Oho, so it triples the performance of existing implementations of the Sarwate algorithm, does it? Funny the abstract claims a paltry doubling in performance then. The paper goes on to describe CRC computation with block diagrams, and then has some more blather about VHDL and MATLAB and some screenshots of “simulation waveforms”, all of which seems to amount to showing that the various CRC algorithms produce the same results and that processing more input bytes at a time is faster than not doing so. I made judicious use of the fast-forward button to reach the conclusion, which begins with
The design of CRC generator using Multiple Look Up based approach is proposed. In this paper, slicing by-8 algorithm is designed, and compares this algorithm with the existing algorithms, that is, with Sarwate algorithm and LFSR method.
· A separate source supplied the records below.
PR #1059, opened 2022-08-23
Add avifImageYUVToRGBLibYUV12bpc()

wantehchang:
It was created as a copy of avifImageYUVToRGBLibYUV10bpc(). It currently
uses I012ToARGBMatrix() only.

I012ToARGBMatrix() was added in
https://chromium-review.googlesource.com/c/libyuv/libyuv/+/2727775. That
commit is between version 1780 and version 1781. See
https://chromium-review.googlesource.com/c/libyuv/libyuv/+/2707003 and
https://chromium-review.googlesource.com/c/libyuv/libyuv/+/2746780.

### DIFF
--- a/src/reformat_libyuv.c
+++ b/src/reformat_libyuv.c
@@ -240,6 +240,10 @@ static avifResult avifImageYUVToRGBLibYUV10bpc(const avifImage * image,
                                                avifRGBImage * rgb,
                                                const struct YuvConstants * matrixYUV,
                                                const struct YuvConstants * matrixYVU);
+static avifResult avifImageYUVToRGBLibYUV12bpc(const avifImage * image,
+                                               avifRGBImage * rgb,
+                                               const struct YuvConstants * matrixYUV,
+                                               const struct YuvConstants * matrixYVU);
 
 avifResult avifImageYUVToRGBLibYUV(const avifImage * image, avifRGBImage * rgb)
 {
@@ -391,6 +395,10 @@ avifResult avifImageYUVToRGBLibYUV(const avifImage * image, avifRGBImage * rgb)
         return avifImageYUVToRGBLibYUV10bpc(image, rgb, matrixYUV, matrixYVU);
     }
 
+    if ((image->depth == 12) && (rgb->depth == 8)) {
+        return avifImageYUVToRGBLibYUV12bpc(image, rgb, matrixYUV, matrixYVU);
+    }
+
     // This function didn't do anything; use the built-in YUV conversion
     return AVIF_RESULT_NOT_IMPLEMENTED;
 }
@@ -411,6 +419,9 @@ avifResult avifImageYUVToRGBLibYUV(const avifImage * image, avifRGBImage * rgb)
 #endif
 #if LIBYUV_VERSION < 1756
 #define I400ToARGBMatrix NULL
+#endif
+#if LIBYUV_VERSION < 1781
+#define I012ToARGBMatrix NULL
 #endif
 
 // Lookup table for isYVU. If the entry in this table is AVIF_TRUE, then it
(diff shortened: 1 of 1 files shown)


y-guyon (approved):
Did you witness any significant quality drop (for example in avifrgbtoyuvtest)? I would expect it as it replaces the floating-point, filtered built-in conversion with the libyuv nearest-neighbor one.

src/reformat_libyuv.c
```diff
@@ -663,6 +674,111 @@ avifResult avifImageYUVToRGBLibYUV10bpc(const avifImage * image,
...
+                                        int,
+                                        const uint16_t *,
+                                        int,
+                                        uint8_t *,
+                                        int,
+                                        const struct YuvConstants *,
+                                        int,
+                                        int,
+                                        enum FilterMode);
+    YUVToRGBMatrixFilter lutYuvToRgbMatrixFilter[AVIF_RGB_FORMAT_COUNT][AVIF_PIXEL_FORMAT_COUNT] = {
```
vigneshvg, line 719: given that this is all NULLs. we can omit this for now and add it later when we actually have a non-NULL entry here.

vigneshvg (changes requested):

src/reformat_libyuv.c
```diff
@@ -663,6 +674,111 @@ avifResult avifImageYUVToRGBLibYUV10bpc(const avifImage * image,
     return AVIF_RESULT_NOT_IMPLEMENTED;
 }
 
+avifResult avifImageYUVToRGBLibYUV12bpc(const avifImage * image,
+                                        avifRGBImage * rgb,
+                                        const struct YuvConstants * matrixYUV,
+                                        const struct YuvConstants * matrixYVU)
```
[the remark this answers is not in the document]
wantehchang: Done.

src/reformat_libyuv.c
wantehchang: It was more convenient to also add a bit depth dimension to the lutYuvToRgbMatrixFilter table, which required a two-dimensional subtable of all NULLs.

wantehchang (commented):
Please review. Thanks.

vigneshvg (approved):
lgtm.

couple of things:
1) you may want to update the PR title to something more generic like "Use libyuv for 12bit YUV->RGB when available" or some such since the `avifImageYUVToRGBLibYUV12bpc` function is no longer being added.
2) you added an additional commit with title "implement vignesh's suggestions" or some such. just want to make sure that, that particular commit message will not be part of the actual merge.

wantehchang:
Vignesh,

Thank you for the comment. I am experimenting a new way of responding to review comments, by pushing a new commit. This kind of pull request should be merged with the "Squash and merge" method. That method allows us to edit the commit message.

A downside of this approach is that the code reviewer does not review the final commit message. Here is my proposed commit message when I squash this pull request:

```
Use libyuv for 12-bit YUV->RGB when available

Generalize avifImageYUVToRGBLibYUV10bpc() to
avifImageYUVToRGBLibYUVHighBitDepth() and use it for both 10bpc and
12bpc. The 12bpc part currently uses I012ToARGBMatrix() only.

I012ToARGBMatrix() was added in
https://chromium-review.googlesource.com/c/libyuv/libyuv/+/2727775. That
commit is between version 1780 and version 1781. See
https://chromium-review.googlesource.com/c/libyuv/libyuv/+/2707003 and
https://chromium-review.googlesource.com/c/libyuv/libyuv/+/2746780.
```

Does this look good?

vigneshvg:
yep the commit message looks good.

wantehchang:
> Did you witness any significant quality drop (for example in avifrgbtoyuvtest)? I would expect it as it replaces the floating-point, filtered built-in conversion with the libyuv nearest-neighbor one.

I am not familiar with the avifrgbtoyuvtest. I just ran it. Here are the "before" and "after" numbers for one particular test. Is this what you expected?

Before:
```
[ RUN      ] All8b/RGBToYUVTest.ConvertWholeRange/164
 RGB 8 bits, YUV 12 bits, RGBA, YUV420, lmtd, MC 6, plain, avg 0, abs avg 0, max 0, PSNR 99dB
[       OK ] All8b/RGBToYUVTest.ConvertWholeRange/164 (0 ms)
```
After:
```
[ RUN      ] All8b/RGBToYUVTest.ConvertWholeRange/164
 RGB 8 bits, YUV 12 bits, RGBA, YUV420, lmtd, MC 6, plain, avg -0.919753, abs avg 0.969136, max 3, PSNR 45.809dB
[       OK ] All8b/RGBToYUVTest.ConvertWholeRange/164 (0 ms)
```

y-guyon:
> I am not familiar with the avifrgbtoyuvtest. I just ran it. Here are the "before" and "after" numbers for one particular test. Is this what you expected?

Yes, thank you.

> ```
> [ RUN      ] All8b/RGBToYUVTest.ConvertWholeRange/164
>  RGB 8 bits, YUV 12 bits, RGBA, YUV420, lmtd, MC 6, plain, avg -0.919753, abs avg 0.969136, max 3, PSNR 45.809dB
> [       OK ] All8b/RGBToYUVTest.ConvertWholeRange/164 (0 ms)
> ```

On my machine I get:

```
[ RUN      ] All8b/RGBToYUVTest.ConvertWholeRange/164
 RGB 8 bits, YUV 12 bits, RGBA, YUV420, lmtd, MC 6, plain, avg -0.966049, abs avg 1.0216, max 4, PSNR 45.1812dB
[       OK ] All8b/RGBToYUVTest.ConvertWholeRange/164 (0 ms)
```

I built libavif 1c33cd7403b9445b2f3692e99fc81a9b967fade9 with libyuv [9b17af9](https://chromium.googlesource.com/libyuv/libyuv/+/9b17af9bef41aec80373a7d4689bb77bac33eab5) and Clang 14.0.6. I guess my x86 architecture does not match yours and libyuv has different behaviors depending on the platform.

I think a loss of ~1 on average is a bit high for 8-bit RGB stored as 12-bit YUV, but I guess it does not matter for limited range (plain color so the subsampling is not taken into account). I am more concerned by full range not being lossless:

```
[ RUN      ] All8b/RGBToYUVTest.ConvertWholeRange/166
 RGB 8 bits, YUV 12 bits, RGBA, YUV420, full, MC 6, plain, avg -0.29321, abs avg 0.524691, max 2, PSNR 50.0348dB
[       OK ] All8b/RGBToYUVTest.ConvertWholeRange/166 (0 ms)
```

wantehchang:
Hi Yannis,

I built the same version of libyuv, but I built it with -DLIBYUV_UNLIMITED_DATA, which produces more accurate results:

```
// This macro controls YUV to RGB using unsigned math to extend range of
// YUV to RGB coefficients to 0 to 4 instead of 0 to 2 for more accuracy on B:
// LIBYUV_UNLIMITED_DATA

// Macros to enable unlimited data for each colorspace
// LIBYUV_UNLIMITED_BT601
// LIBYUV_UNLIMITED_BT709
// LIBYUV_UNLIMITED_BT2020
```

I am sorry I forgot to mention that.

I believe in general libyuv is supposed to produce the same results across CPU architectures.

Once I rebuilt libyuv without -DLIBYUV_UNLIMITED_DATA, I got the same results as yours for both `All8b/RGBToYUVTest.ConvertWholeRange/164` and `All8b/RGBToYUVTest.ConvertWholeRange/166`.

If you think the conversion loss is too high, such as your expectation that 8-bit RGB -> 12-bit YUV -> 8-bit RGB should be a lossless roundtrip, we should ask Frank Barchard if conversion accuracy can be further improved.

PR #1063, opened 2022-08-24
Refactor avifImageRGBToYUVLibYUV8bpc() and avif.h

y-guyon:
Describe RGB-to-YUV before YUV-to-RGB in avif.h
Order description and code by avifRGBFormat, avifPixelFormat, and
avifRange for both RGB-to-YUV and YUV-to-RGB.

Fix libyuv RGB-to-YUV 4:0:0 being used for any avifMatrixCoefficients
and not only for BT.601.

Note: Previous description in avif.h was inaccurate for 10-bit YUV-to-RGB and missing for 12-bit
(10-bit has fewer paths than 8-bit and 12-bit got added in https://github.com/AOMediaCodec/libavif/pull/1059).

### DIFF
--- a/include/avif/avif.h
+++ b/include/avif/avif.h
@@ -529,8 +529,7 @@ AVIF_API void avifImageStealPlanes(avifImage * dstImage, avifImage * srcImage, a
 // routines will fail if the width and height don't match the associated avifImage.
 
 // If libavif is built with a version of libyuv offering a fast conversion between RGB and YUV for
-// the given settings (avifMatrixCoefficients, avifColorPrimaries, avifPixelFormat, avifRGBFormat,
-// avifRange, bit depth), libavif will use it. See reformat_libyuv.c for the details.
+// the given inputs, libavif will use it. See reformat_libyuv.c for the details.
 
 // Note to libavif maintainers: The lookup tables in avifImageYUVToRGBLibYUV
 // rely on the ordering of this enum values for their correctness. So changing
--- a/include/avif/avif.h
+++ b/include/avif/avif.h
@@ -528,38 +528,9 @@ AVIF_API void avifImageStealPlanes(avifImage * dstImage, avifImage * srcImage, a
 // conversion, if necessary. Pixels in an avifRGBImage buffer are always full range, and conversion
 // routines will fail if the width and height don't match the associated avifImage.
 
-// If libavif is built with libyuv fast paths enabled, libavif will use libyuv for conversion from
-// RGB to YUV if the following requirements are met:
-//
-// * YUV depth: 8
-// * RGB depth: 8
-// * rgb.chromaDownsampling: AVIF_CHROMA_DOWNSAMPLING_AUTOMATIC, AVIF_CHROMA_DOWNSAMPLING_FASTEST
-// * CICP is one of the following combinations (CP/TC/MC):
-//   *  x/x/[5|6]
-// * One of the following combinations (avifRGBFormat to avifPixelFormat/Range):
-//   * RGBA     to  [      |      |YUV420|      ]/[Limited|Full]
-//   * ARGB     to  [      |      |YUV420|      ]/[Limited|    ]
-//   * BGR      to  [      |      |YUV420|      ]/[Limited|Full]
-//   * BGRA     to  [YUV444|YUV422|YUV420|YUV400]/[Limited|    ] or
-//                  [      |YUV422|YUV420|YUV400]/[       |Full]
-//   * ABGR     to  [      |      |YUV420|      ]/[Limited|    ]
-
-// If libavif is built with libyuv fast paths enabled, libavif will use libyuv for conversion from
-// YUV to RGB if the following requirements are met:
-//
-// * RGB depth: 8
-// * rgb.chromaUpsampling: AVIF_CHROMA_UPSAMPLING_AUTOMATIC, AVIF_CHROMA_UPSAMPLING_FASTEST
-// * CICP is one of the following combinations (CP/TC/MC/Range):
-//   *      x     /x/[1|2|5|6|9]/[Limited|Full]
-//   * [1|2|5|6|9]/x/    12     /[Limited|Full]
-// * One of the following combinations (avifRGBFormat from avifPixelFormat/depth):
-//   * RGB      from  [      |      |YUV420|      ]/8-bit
-//   * RGBA     from  [YUV444|YUV422|YUV420|YUV400]/8-bit or [YUV444|YUV422|YUV420]/10-bit or [YUV420]/12-bit
-//   * ARGB     from  [      |YUV422|YUV420|      ]/8-bit
-//   * BGR      from  [      |      |YUV420|      ]/8-bit
-//   * BGRA     from  [YUV444|YUV422|YUV420|YUV400]/8-bit or [YUV444|YUV422|YUV420]/10-bit or [YUV420]/12-bit
-//   * ABGR     from  [      |YUV422|YUV420|      ]/8-bit
-//   * RGB_565  from  [      |YUV422|YUV420|      ]/8-bit
+// If libavif is built with a version of libyuv offering a fast conversion between RGB and YUV for
+// the given settings (avifMatrixCoefficients, avifColorPrimaries, avifPixelFormat, avifRGBFormat,
+// avifRange, bit depth), libavif will use it. See reformat_libyuv.c for the details.
 
 // Note to libavif maintainers: The lookup tables in avifImageYUVToRGBLibYUV
 // rely on the ordering of this enum values for their correctness. So changing
--- a/include/avif/avif.h
+++ b/include/avif/avif.h
@@ -529,31 +529,37 @@ AVIF_API void avifImageStealPlanes(avifImage * dstImage, avifImage * srcImage, a
 // routines will fail if the width and height don't match the associated avifImage.
 
 // If libavif is built with libyuv fast paths enabled, libavif will use libyuv for conversion from
-// YUV to RGB if the following requirements are met:
-//
-// * YUV depth: 8 or 10
-// * RGB depth: 8
-// * rgb.chromaUpsampling: AVIF_CHROMA_UPSAMPLING_AUTOMATIC, AVIF_CHROMA_UPSAMPLING_FASTEST
-// * rgb.format: AVIF_RGB_FORMAT_RGBA, AVIF_RGB_FORMAT_BGRA (420/422 support for
-//               AVIF_RGB_FORMAT_ABGR, AVIF_RGB_FORMAT_ARGB, AVIF_RGB_FORMAT_RGB_565)
-// * CICP is one of the following combinations (CP/TC/MC/Range):
-//   * x/x/[2|5|6]/Full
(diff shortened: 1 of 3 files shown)


include/avif/avif.h
```diff
@@ -529,31 +529,37 @@ AVIF_API void avifImageStealPlanes(avifImage * dstImage, avifImage * srcImage, a
...
+//   *      x     /x/[1|2|5|6|9]/[Limited|Full]
+//   * [1|2|5|6|9]/x/    12     /[Limited|Full]
+// * One of the following combinations (avifRGBFormat from avifPixelFormat/depth):
+//   * RGB      from  [      |      |YUV420|      ]/8-bit
+//   * RGBA     from  [YUV444|YUV422|YUV420|YUV400]/8-bit or [YUV444|YUV422|YUV420]/10-bit or [YUV420]/12-bit
+//   * ARGB     from  [      |YUV422|YUV420|      ]/8-bit
+//   * BGR      from  [      |      |YUV420|      ]/8-bit
+//   * BGRA     from  [YUV444|YUV422|YUV420|YUV400]/8-bit or [YUV444|YUV422|YUV420]/10-bit or [YUV420]/12-bit
+//   * ABGR     from  [      |YUV422|YUV420|      ]/8-bit
+//   * RGB_565  from  [      |YUV422|YUV420|      ]/8-bit
```
wantehchang, line 562: I suggest we omit the detailed documentation and just say "if there is a libyuv function for the conversion".

I really appreciate the work you did to synthesize these tables, but the tables are starting to become too complicated, and it's hard to keep them up to date.

src/reformat_libyuv.c
```diff
@@ -135,101 +135,68 @@ avifResult avifImageRGBToYUVLibYUV8bpc(avifImage * image, const avifRGBImage * r
...
-            }
-        } else if (rgb->format == AVIF_RGB_FORMAT_ARGB) {
-            if (image->yuvFormat == AVIF_PIXEL_FORMAT_YUV420) {
-                if (image->yuvRange == AVIF_RANGE_LIMITED) {
-                    RGBtoYUV = BGRAToI420;
+        if ((image->yuvFormat == AVIF_PIXEL_FORMAT_YUV444) || (image->yuvFormat == AVIF_PIXEL_FORMAT_YUV422) ||
+            (image->yuvFormat == AVIF_PIXEL_FORMAT_YUV420)) {
+            // Lookup table for RGB To YUV Matrix (average filter).
+            typedef int (*RGBtoYUV)(const uint8_t *, int, uint8_t *, int, uint8_t *, int, uint8_t *, int, int, int);
+            // Third dimension is for avifRange: 0 is AVIF_RANGE_LIMITED, 1 is AVIF_RANGE_FULL.
```
wantehchang, line 145: Optional: The "0 is AVIF_RANGE_LIMITED, 1 is AVIF_RANGE_FULL" part could be omitted, because they are the numeric values of `AVIF_RANGE_LIMITED` and `AVIF_RANGE_FULL`.

Also at line 174.

src/reformat_libyuv.c
```diff
@@ -135,101 +135,68 @@ avifResult avifImageRGBToYUVLibYUV8bpc(avifImage * image, const avifRGBImage * r
...
-                 image->yuvPlanes[AVIF_CHAN_U],
-                 image->yuvRowBytes[AVIF_CHAN_U],
-                 image->yuvPlanes[AVIF_CHAN_V],
-                 image->yuvRowBytes[AVIF_CHAN_V],
-                 image->width,
-                 image->height)) {
-        return AVIF_RESULT_REFORMAT_FAILED;
-    }
-    return AVIF_RESULT_OK;
+    return AVIF_RESULT_NOT_IMPLEMENTED;
```
wantehchang, line 199: The TODO comment at line 198 probably should be moved to a different place. It looks out of place now.

src/reformat_libyuv.c
```diff
@@ -555,6 +498,31 @@ avifResult avifImageYUVToRGBLibYUV8bpc(const avifImage * image,
             }
             return AVIF_RESULT_OK;
         }
+    } else if (image->yuvFormat == AVIF_PIXEL_FORMAT_YUV400) {
```
wantehchang, line 501: Since we are checking for specific values of `image->yuvFormat` now, we should add an `else` branch and return `AVIF_RESULT_INVALID_ARGUMENT` or `AVIF_RESULT_REFORMAT_FAILED`.

On the other hand, if we reach this function, we already know `image->yuvFormat` is one of the four YUV formats in AV1 (it's been validated by the `avifPrepareReformatState()` call in `avifImageRGBToYUV()`, so the original `if (image->yuvFormat == AVIF_PIXEL_FORMAT_YUV400) { ... } else { ...}` structure is correct and simpler. We don't need to validate `image->yuvFormat` redundantly here.

y-guyon: I believe following enum order is simpler to maintain, so I just removed `if (image->yuvFormat == AVIF_PIXEL_FORMAT_YUV400)`.

src/reformat_libyuv.c
y-guyon: It is right after the `if ((image->matrixCoefficients == AVIF_MATRIX_COEFFICIENTS_BT470BG) || (image->matrixCoefficients == AVIF_MATRIX_COEFFICIENTS_BT601)) {...}` condition. There could be `else if (image->matrixCoefficients == AVIF_MATRIX_COEFFICIENTS_IDENTITY) {...}` here, so it looks correctly placed to me. Where would you suggest to move it?

src/reformat_libyuv.c
```diff
@@ -255,49 +222,37 @@ avifResult avifImageYUVToRGBLibYUV(const avifImage * image, avifRGBImage * rgb)
     // Find the correct libyuv YuvConstants, based on range and CP/MC
     const struct YuvConstants * matrixYUV = NULL;
     const struct YuvConstants * matrixYVU = NULL;
-    if (image->yuvRange == AVIF_RANGE_FULL) {
+    if (image->yuvRange == AVIF_RANGE_LIMITED) {
```
wantehchang, line 225: If I understand it correctly, all the remaining changes are just to test `image->yuvRange` or `image->yuvFormat` in the order of the enum values. I think it's not necessary to make this kind of change.

Also, to separate monochrome from non-monochrome YUV formats, it is cheaper to test `image->yuvFormat == AVIF_PIXEL_FORMAT_YUV400` (the only monochrome format) than testing three formats.

include/avif/avif.h
```diff
@@ -528,32 +528,9 @@ AVIF_API void avifImageStealPlanes(avifImage * dstImage, avifImage * srcImage, a
...
-// * rgb.chromaDownsampling: AVIF_CHROMA_DOWNSAMPLING_AUTOMATIC, AVIF_CHROMA_DOWNSAMPLING_FASTEST
-// * One of the following combinations (avifRGBFormat to avifPixelFormat/MC/Range):
-//   *  BGRA            to  YUV400        /  x  /[Full|Limited]
-//   *  BGRA            to [YUV420|YUV422]/[5|6]/[Full|Limited]
-//   *  BGRA            to  YUV444        /[5|6]/ Limited
-//   *  BGR             to  YUV420        /[5|6]/[Full|Limited]
-//   * [RGBA|ARGB|ABGR] to  YUV420        /[5|6]/ Limited
+// If libavif is built with a version of libyuv offering a fast conversion between RGB and YUV for
+// the given settings (avifMatrixCoefficients, avifColorPrimaries, avifPixelFormat, avifRGBFormat,
+// avifRange, bit depth), libavif will use it. See reformat_libyuv.c for the details.
```
wantehchang, line 533: I like the new comment. Thanks.

Nit: It doesn't seem necessary to enumerate all the settings we depend on. (It is already quite long but still missing chromeUpsampling/chromaDownsampling/conversion flags.)  It should suffice to just say "for the given inputs".

wantehchang (approved):
LGTM with comments and optional suggested changes. Also please wait for Vignesh's review.

src/reformat_libyuv.c
```diff
@@ -255,49 +221,37 @@ avifResult avifImageYUVToRGBLibYUV(const avifImage * image, avifRGBImage * rgb)
...
```
vigneshvg, line 224: i think the reason behind the changes in this function is to order the if checks in the enum order?

if so, it could be a separate PR.

src/reformat_libyuv.c
```diff
@@ -135,101 +135,67 @@ avifResult avifImageRGBToYUVLibYUV8bpc(avifImage * image, const avifRGBImage * r
...
+            RGBtoYUV lutRgbToYuv[AVIF_RGB_FORMAT_COUNT][AVIF_PIXEL_FORMAT_COUNT][2] = {
+                { { NULL, NULL }, { NULL, NULL }, { NULL, NULL }, { NULL, NULL }, { NULL, NULL } },                 // RGB
+                { { NULL, NULL }, { NULL, NULL }, { NULL, NULL }, { ABGRToI420, avifABGRToJ420 }, { NULL, NULL } }, // RGBA
+                { { NULL, NULL }, { NULL, NULL }, { NULL, NULL }, { BGRAToI420, NULL }, { NULL, NULL } },           // ARGB
+                { { NULL, NULL }, { NULL, NULL }, { NULL, NULL }, { RGB24ToI420, RGB24ToJ420 }, { NULL, NULL } },   // BGR
+                { { NULL, NULL }, { ARGBToI444, NULL }, { ARGBToI422, ARGBToJ422 }, { ARGBToI420, ARGBToJ420 }, { NULL, NULL } }, // BGRA
+                { { NULL, NULL }, { NULL, NULL }, { NULL, NULL }, { RGBAToI420, NULL }, { NULL, NULL } }, // ABGR
+                { { NULL, NULL }, { NULL, NULL }, { NULL, NULL }, { NULL, NULL }, { NULL, NULL } }        // RGB_565
+            };
+            RGBtoYUV rgbToYuv = lutRgbToYuv[rgb->format][image->yuvFormat][image->yuvRange];
```
vigneshvg, line 179: since we are now using image->yuvRange in the lookup tables (as opposed to if/switch statements), we would not have to validate it in avifPrepareReformatState similar to how we validate yuvFormat and rgb->format [1].

[1] https://github.com/AOMediaCodec/libavif/blob/main/src/reformat.c#L31

vigneshvg (changes requested):

src/reformat_libyuv.c
vigneshvg: *we would now

src/reformat_libyuv.c
wantehchang: In general, handling enum values in the enum order makes it easier to verify all enum values are handled. In this particular case, the order doesn't matter because it's clear that range is either limited or full. This is why I think it's not necessary to reorder this if-else statement.

vigneshvg: yeah i am okay with not re-ordering this as well.

vigneshvg (approved):

vigneshvg:
lgtm. thanks!

wantehchang (approved):
Still LGTM!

So yeah, they're claiming in a slightly roundabout way to have invented the slicing-by-8 CRC algorithm. However, the authors cite the Kounavis and Berry paper anyway, perhaps so that any criticism can be blamed on some sort of unfortunate misunderstanding. I didn't find any citations of this paper in the minute or two I spent on the search, but Citeseer and Researchgate link to it, and it's quite prominent in search results, so it's probably only a matter of time before someone cites it.
The paper was published in "International Journal of Modern Engineering Research” (ijmer.com) in 2012; the journal's name alone reminded me of the scammers, Academic Journals Online, whom I encountered a few years ago. IJMER does not, however, appear to be one of the AJO journals. Perhaps it's a second cousin.
Unfortunately, the authors include no contact information in the paper, so I was not able to send them a link to this page.